Task item -
Write out the data below exactly, from its first line to the line containing "without importing it", that line included.

BEGIN

PR #2966, opened 2025-08-05
fix: avoid private interfaces; explicit compiler mapping

zilto:
### Description
The `dlt.helpers.ibis` module had two instances of accessing private modules of 3rd libraries:
- `sqlglot.expressions` without importing it
- dynamically retrieved `ibis.backends.sql.compilers.NAME` (`duckdb`, `postgres`, etc.)

Changes:
- use public interfaces from sqlglot and ibis
- remove dynamic mapping `dialect -> compiler`; changes to either library could break our code.
- add tests for the mapping `dialect -> compiler` to make explicit when the default `DuckDBCompiler` is expected to be retrieved
- the explicit mapping adds support for `presto -> TrinoCompiler`, `spark -> PySparkCompiler` and `spark2 -> PySparkCompiler`, which was previously unsupported

### Related
- adds features previously implemented in #2498

### DIFF
--- a/dlt/helpers/ibis.py
+++ b/dlt/helpers/ibis.py
@@ -1,6 +1,6 @@
 from typing import cast, Any
 
-from dlt.common.exceptions import MissingDependencyException
+from dlt.common.exceptions import MissingDependencyException, ValueErrorWithKnownValues
 from dlt.common.destination import TDestinationReferenceArg, Destination
 from dlt.common.destination.client import JobClientBase
 from dlt.common.schema import Schema
@@ -22,6 +22,7 @@ from dlt.destinations.impl.synapse.configuration import SynapseClientConfigurati
 try:
     import ibis
     import sqlglot
+    import sqlglot.expressions as sge
     from ibis import BaseBackend, Expr, Table
     import ibis.backends.sql.compilers as sc
     from ibis.backends.sql.compilers.base import SQLGlotCompiler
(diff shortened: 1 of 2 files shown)


dlt/helpers/ibis.py
```diff
@@ -214,28 +215,54 @@ def create_unbound_ibis_table(schema: Schema, dataset_name: str, table_name: str
...
+    elif dialect == "mysql":
+        compiler = sc.MySQLCompiler()
+    elif dialect == "oracle":
+        compiler = sc.OracleCompiler()
+    elif dialect == "postgres":
+        compiler = sc.PostgresCompiler()
+    elif dialect == "presto":
+        compiler = sc.TrinoCompiler()
+    elif dialect == "prql":
+        compiler = sc.DuckDBCompiler()
```
anuunchin: Is this one just, like, a fallback? 👀  wondering why we shouldn't leave it to the last else condition

dlt/helpers/ibis.py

END

The completed task -
PR #2966, opened 2025-08-05
fix: avoid private interfaces; explicit compiler mapping

zilto:
### Description
The `dlt.helpers.ibis` module had two instances of accessing private modules of 3rd libraries:
- `sqlglot.expressions` without importing it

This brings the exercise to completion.